> [Problem to solve]: Extract every line from the records below that contains the word "tests".

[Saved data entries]
──────────
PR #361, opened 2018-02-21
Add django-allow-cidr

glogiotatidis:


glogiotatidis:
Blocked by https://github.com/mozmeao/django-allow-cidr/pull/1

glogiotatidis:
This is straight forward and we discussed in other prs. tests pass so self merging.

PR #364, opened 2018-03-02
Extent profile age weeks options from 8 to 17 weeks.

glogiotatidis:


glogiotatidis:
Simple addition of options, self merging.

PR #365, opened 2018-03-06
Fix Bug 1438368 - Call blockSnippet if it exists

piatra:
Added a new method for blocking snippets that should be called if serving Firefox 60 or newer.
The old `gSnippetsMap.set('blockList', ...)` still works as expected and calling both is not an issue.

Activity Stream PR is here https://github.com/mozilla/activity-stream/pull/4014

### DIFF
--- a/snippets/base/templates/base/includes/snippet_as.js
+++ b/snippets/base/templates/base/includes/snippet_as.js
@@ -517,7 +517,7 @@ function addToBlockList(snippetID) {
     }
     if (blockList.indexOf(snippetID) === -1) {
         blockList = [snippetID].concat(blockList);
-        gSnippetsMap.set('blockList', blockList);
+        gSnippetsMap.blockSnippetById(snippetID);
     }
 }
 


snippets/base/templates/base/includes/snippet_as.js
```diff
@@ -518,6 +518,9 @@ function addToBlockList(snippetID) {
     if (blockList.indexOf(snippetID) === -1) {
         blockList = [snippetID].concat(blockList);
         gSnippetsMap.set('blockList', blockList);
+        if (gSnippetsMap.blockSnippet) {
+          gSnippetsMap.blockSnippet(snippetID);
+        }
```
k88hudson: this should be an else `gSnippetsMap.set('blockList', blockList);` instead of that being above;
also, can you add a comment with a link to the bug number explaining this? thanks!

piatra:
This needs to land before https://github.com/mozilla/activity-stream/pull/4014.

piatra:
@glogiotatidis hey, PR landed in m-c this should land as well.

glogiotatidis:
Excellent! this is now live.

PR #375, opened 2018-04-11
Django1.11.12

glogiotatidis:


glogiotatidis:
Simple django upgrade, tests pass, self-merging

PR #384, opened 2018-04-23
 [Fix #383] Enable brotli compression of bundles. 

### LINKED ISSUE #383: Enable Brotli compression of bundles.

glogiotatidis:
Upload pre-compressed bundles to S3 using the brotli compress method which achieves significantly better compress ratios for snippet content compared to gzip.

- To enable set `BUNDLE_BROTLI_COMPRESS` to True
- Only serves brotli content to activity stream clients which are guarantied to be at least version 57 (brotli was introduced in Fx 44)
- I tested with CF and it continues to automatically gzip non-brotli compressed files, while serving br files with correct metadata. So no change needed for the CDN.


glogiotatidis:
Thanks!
──────────
> [Solution below]:
This is straight forward and we discussed in other prs. tests pass so self merging.
Simple django upgrade, tests pass, self-merging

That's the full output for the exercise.